En su habitación, Candice aguardó impaciente los últimos retoques que Eva le estaba dando a su vestido. Debatida entre la ansiedad y el nerviosismo, dejó que la institutriz arreglara los pliegues de su polisón, estirara la cola de su traje y terminase de ajustar los guantes, antes de mirarla de arriba abajo.

—Ya está, ya puedes mirarte —dijo Eva con orgullo.
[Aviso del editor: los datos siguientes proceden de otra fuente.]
PR #1752, opened 2020-07-02
Mhs/cumulus 1961/refactor

flamingbear:
**Summary:** Adds ESScrollSearch inbetween ESFileQueue and Search.

### DIFF
--- a/packages/api/es/search.js
+++ b/packages/api/es/search.js
@@ -42,7 +42,10 @@ const getLocalEsHost = () => {
 
 const esTestConfig = () => ({
   node: getLocalEsHost(),
-  requestTimeout: 5000
+  requestTimeout: 5000,
+  ssl: {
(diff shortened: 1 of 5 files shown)


packages/api/es/search.js
```diff
@@ -42,7 +42,10 @@ const getLocalEsHost = () => {
 
 const esTestConfig = () => ({
   node: getLocalEsHost(),
-  requestTimeout: 5000
+  requestTimeout: 5000,
+  ssl: {
```
laurenfrederick, line 46: Do we want this committed? I _think_ it's fine since it's just the test config?

flamingbear: I want it committed and it is only the test config, but if there's real reason not to I can stash it and just apply when I want to use it.  I think it's super handy to work against the AWS Cluster locally through a tunnel.

PR #1769, opened 2020-07-14
Better handle closing of sftp connections

yjpa7145:


packages/ingest/SftpProviderClient.js
```diff
@@ -19,12 +19,41 @@ class SftpProviderClient {
...
+    await this.privateSftpClient.connect(this.clientOptions);
+
+    this.connected = true;
   }
 
+  async end() {
+    if (this.connected) {
+      this.connected = false;
+
+      await this.privateSftpClient.end();
```
markdboyd, line 47: Should we do the await before setting this.connected = false in case .end throws?

CHANGELOG.md
```diff
@@ -7,6 +7,20 @@ The format is based on [Keep a Changelog](http://keepachangelog.com/en/1.0.0/).
...
+  result in a "Client not connected" exception being thrown.
+- Instances of `@cumulus/ingest/SftpProviderClient` no longer implicitly
+  disconnect from the SFTP server when `list` is called.
+- Instances of `@cumulus/sftp-client/SftpClient` must now be expclicitly closed
+  by calling `.end()`
+- Instances of `@cumulus/sftp-client/SftpClient` no longer implicitly connect to
+  the server when `download`, `unlink`, `syncToS3`, `syncFromS3`, and `list` are
+  called. You must explicitly call `connect` before calling one of those
+  methods.
+- Instances of `@cumulus/sftp-client/SftpClient` must now be explicitly closed
```
markdboyd, line 22: I think this note is in here twice

packages/ingest/S3ProviderClient.js
```diff
@@ -12,6 +12,14 @@ class S3ProviderClient {
     this.bucket = bucket;
   }
 
+  async connect() {
```
markdboyd, line 15: Hmm, I don't having to add these methods to providers where they have no contextual meaning, but I assume we have no choice given how our provider clients are used?

yjpa7145: Not really. I can pull those empty functions out into a mix-in if you'd prefer.

CHANGELOG.md
yjpa7145: c2f282ae60832876d4a69ed689d976b9c4926da3

packages/ingest/SftpProviderClient.js
yjpa7145: b423db8aa66411a8b8512f7ab02dd6ccb45e1ae9

packages/ingest/SftpProviderClient.js
```diff
@@ -67,17 +98,13 @@ class SftpProviderClient {
...
-      this.sftpClientInstance = new SftpClient({
-        host: this.host,
-        port: get(this.providerConfig, 'port', 22),
-        username: await this.getUsername(),
-        password: await this.getPassword(),
-        privateKey: await this.getPrivateKey()
-      });
+  /* @private */
+  getSftpClient() {
+    if (!this.connected) {
```
markdboyd, line 103: What's the advantage of this pattern and the changes throughout here? Why throw an error in a method that's just returning the client if it's not connected?

markdboyd: Because it forces you to explicitly connect before calling something like `download`?

packages/ingest/test/test-SftpProviderClient.js
```diff
@@ -67,7 +73,14 @@ test('SftpProviderClient supports plaintext usernames and passwords', async (t)
     encrypted: false
   });
 
-  const files = await sftpProviderClient.list('/');
+  let files;
```
markdboyd, line 76: Can we not use the provider client set up in the context?

packages/ingest/test/test-SftpProviderClient.js
```diff
@@ -67,7 +73,14 @@ test('SftpProviderClient supports plaintext usernames and passwords', async (t)
...
+  try {
+    await sftpProviderClient.connect();
+    files = await sftpProviderClient.list('/');
+  } finally {
```
markdboyd, line 80: No love for `t.teardown`?

packages/sftp-client/index.js
```diff
@@ -21,35 +20,33 @@ class SftpClient {
...
+  }
 
-      this.client.on('error', reject);
+  async end() {
+    if (this.connected) {
+      this.connected = false;
 
-      this.client.connect(this.clientOptions);
-    });
+      await this.sftpClient.end();
```
markdboyd, line 39: We probably want to do the await before setting `this.connected` = false

packages/sftp-client/index.js
```diff
@@ -136,44 +121,15 @@ class SftpClient {
...
-
-    return new Promise((resolve, reject) => {
-      const readStream = this.sftp.createReadStream(remotePath);
-      readStream.on('error', reject);
-      this.client.on('error', reject);
-      return resolve(readStream);
-    });
+    const remoteFiles = await this.sftp.list(remotePath);
+
+    return remoteFiles.map((remoteFile) => ({
```
markdboyd, line 126: I'm just assuming that the properties returned here are equivalent to how they were being determined before?

packages/sftp-client/tests/test-index.js
```diff
@@ -38,14 +40,18 @@ test('SftpClient supports password authentication', async (t) => {
     password: 'password'
   });
 
+  let files;
   try {
-    const files = await sftpClient.list('/');
-    const fileNames = files.map((f) => f.name);
+    await sftpClient.connect();
```
markdboyd, line 45: Same question: why not use the client from `t.context`?

tasks/discover-pdrs/index.js
```diff
@@ -10,18 +10,33 @@ const { runCumulusTask } = require('@cumulus/cumulus-message-adapter-js');
...
- *                                             before timing out
- * @param {*}      path                      - the provider path to search
- * @returns {Array<Object>}                  - a list of discovered file objects
+ * @param {Object} params.providerConfig - the connection config for the
+ *   provider
+ * @param {bool} params.useList - flag to tell ftp server to use 'LIST'
+ *   instead of 'STAT'
+ * @param {number} [params.httpRequestTimeout=300] - seconds for http provider
+ * to wait before timing out
+ * @param {*} params.path - the provider path to search
```
markdboyd, line 19: We don't know the type of `params.path`?

packages/ingest/S3ProviderClient.js
markdboyd: That or we could hide them in a base provider client that we extend, but it's 6 one way and a half-dozen the other

packages/ingest/test/test-SftpProviderClient.js
yjpa7145: No, because we're testing different types of authentication in this test and a few others, so we need different provider clients rather than using the default one.

packages/ingest/SftpProviderClient.js
yjpa7145: > Because it forces you to explicitly connect before calling something like `download`?

Correct. Since users need to explicitly end the connection, it is more clear when a connection needs to be closed if they are also explicitly connecting as well.

packages/sftp-client/index.js
yjpa7145: Correct.

packages/sftp-client/tests/test-index.js
yjpa7145: It is testing a different auth scheme, which requires a new client.

packages/ingest/S3ProviderClient.js
yjpa7145: 0cfb14418

packages/ingest/test/test-SftpProviderClient.js
yjpa7145: 0cfb14418

packages/sftp-client/index.js
yjpa7145: 0cfb14418

tasks/discover-pdrs/index.js
yjpa7145: 0cfb14418

PR #1780, opened 2020-07-21
Fix granules API client list querying

laurenfrederick:
**Summary:** This was causing intermittent test failures

## PR Checklist

- [ ] Update CHANGELOG
- [ ] Unit tests
- [ ] Adhoc testing
- [ ] Integration tests

### DIFF
--- a/packages/api-client/src/executions.ts
+++ b/packages/api-client/src/executions.ts
@@ -47,7 +47,7 @@ export const getExecutions = async (params: {
   query?: { [key: string]: string },
   callback?: InvokeApiFunction
 }): Promise<ApiGatewayLambdaHttpProxyResponse> => {
-  const { prefix, callback = invokeApi } = params;
+  const { prefix, query, callback = invokeApi } = params;
 
   return callback({
     prefix,
--- a/packages/api-client/src/executions.ts
+++ b/packages/api-client/src/executions.ts
@@ -44,6 +44,7 @@ export const getExecution = async (params: {
  */
 export const getExecutions = async (params: {
   prefix: string,
+  query?: { [key: string]: string },
   callback?: InvokeApiFunction
 }): Promise<ApiGatewayLambdaHttpProxyResponse> => {
   const { prefix, callback = invokeApi } = params;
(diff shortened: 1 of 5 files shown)


packages/api-client/src/executions.ts
```diff
@@ -44,16 +44,18 @@ export const getExecution = async (params: {
  */
 export const getExecutions = async (params: {
   prefix: string,
+  query?: { [key: string]: string },
```
markdboyd, line 47: Typescriptin like a boss

packages/api-client/tests/test-executions.js
```diff
@@ -37,7 +37,8 @@ test('getExecutions calls the callback with the expected object', async (t) => {
     payload: {
       httpMethod: 'GET',
       resource: '/{proxy+}',
-      path: '/executions'
+      path: '/executions',
+      queryStringParameters: undefined
```
markdboyd, line 41: Why can't we just exclude `queryStringParameters` if we're wanting it to be `undefined`?

packages/api-client/tests/test-granules.js
```diff
@@ -228,14 +228,14 @@ test('moveGranule calls the callback with the expected object', async (t) => {
...
-  const query = 'testQuery';
+  const query = { limit: 50 };
   const expected = {
     prefix: t.context.testPrefix,
     payload: {
       httpMethod: 'GET',
       resource: '/{proxy+}',
       path: '/granules',
-      body: JSON.stringify({ query })
+      queryStringParameters: { limit: 50 }
```
markdboyd, line 238:
```suggestion
      queryStringParameters: query
```

packages/api-client/tests/test-granules.js
```diff
@@ -258,7 +258,7 @@ test('listGranules calls the callback with the expected object if there is no qu
       httpMethod: 'GET',
       resource: '/{proxy+}',
       path: '/granules',
-      body: undefined
+      queryStringParameters: undefined
```
markdboyd, line 261: Same comment as above: why include this property if we don't want it to defined?

packages/api-client/tests/test-executions.js
laurenfrederick: The test will holler at you, since that is the expected value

Candy, despacio, temerosa de que la imagen no estuviese a la altura de sus expectativas, giró sobre sí misma y se miró en el espejo. Sin embargo, no pudo evitar el sentimiento de vanidad que la poseyó, e hizo que la sonrisa floreciera en su rostro. Se veía hermosa aun cuando ella jamás se había considerado así.

El vestido de un rosa pálido con bordados de perlas y encaje en el escote y el bajo de la falda era exquisito. Se sentía orgullosa de haber insistido a su padre que en esta ocasión fuese ella la que tratase directamente con la modista y no su madre, como había sido costumbre. Durante meses se cartearon y recibió varios bocetos y muestras de tela hasta que por fin encontró el idóneo para la ocasión. Llegó desde Londres hacía apenas una semana, y no había día que no lo sacase de su guardarropa para contemplarlo.

Según su madre Emilia, era demasiado sencillo y apocado, y por supuesto puso el grito en el cielo para que William consintiese que Candy llevase un vestido más adecuado a su condición social y menos simple. Pero gracias a Dios, William no se dejó convencer y hoy Candy lucía el traje que había deseado y con el que se sentía, por fin, una dama.

—Estás bellísima, Candy. No lo dudes. La joven se acarició el cabello trenzado y recogido a lo alto de la coronilla. Con la punta de los dedos tocó la joya que se lo sujetaba y volvió a sonreír.

—Creo que es la primera vez que me siento hermosa.

—Pues deberías tener esa certeza hasta si te vistieses con harapos.